**WHAT YOU HAVE TO DO**
Read the data and repeat it in full, exactly.

*** MATERIAL FOR THE TASK Section Begins ***

PR #718, opened 2021-05-27
virglrenderer depends on gbm.h

jwinarske:
Signed-off-by: Joel Winarske <joel.winarske@gmail.com>

This enables the building of qemu package without changing qemu's package config.

### DIFF
--- a/external/virtualization-layer/recipes-graphics/virglrenderer/virglrenderer_%.bbappend
+++ b/external/virtualization-layer/recipes-graphics/virglrenderer/virglrenderer_%.bbappend
@@ -1,0 +1,3 @@
+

*** MATERIAL FOR THE TASK Section Ends ***

**FINISHED EXERCISE**
PR #718, opened 2021-05-27
virglrenderer depends on gbm.h

jwinarske:
Signed-off-by: Joel Winarske <joel.winarske@gmail.com>

This enables the building of qemu package without changing qemu's package config.

### DIFF
--- a/external/virtualization-layer/recipes-graphics/virglrenderer/virglrenderer_%.bbappend
+++ b/external/virtualization-layer/recipes-graphics/virglrenderer/virglrenderer_%.bbappend
@@ -1,0 +1,3 @@
+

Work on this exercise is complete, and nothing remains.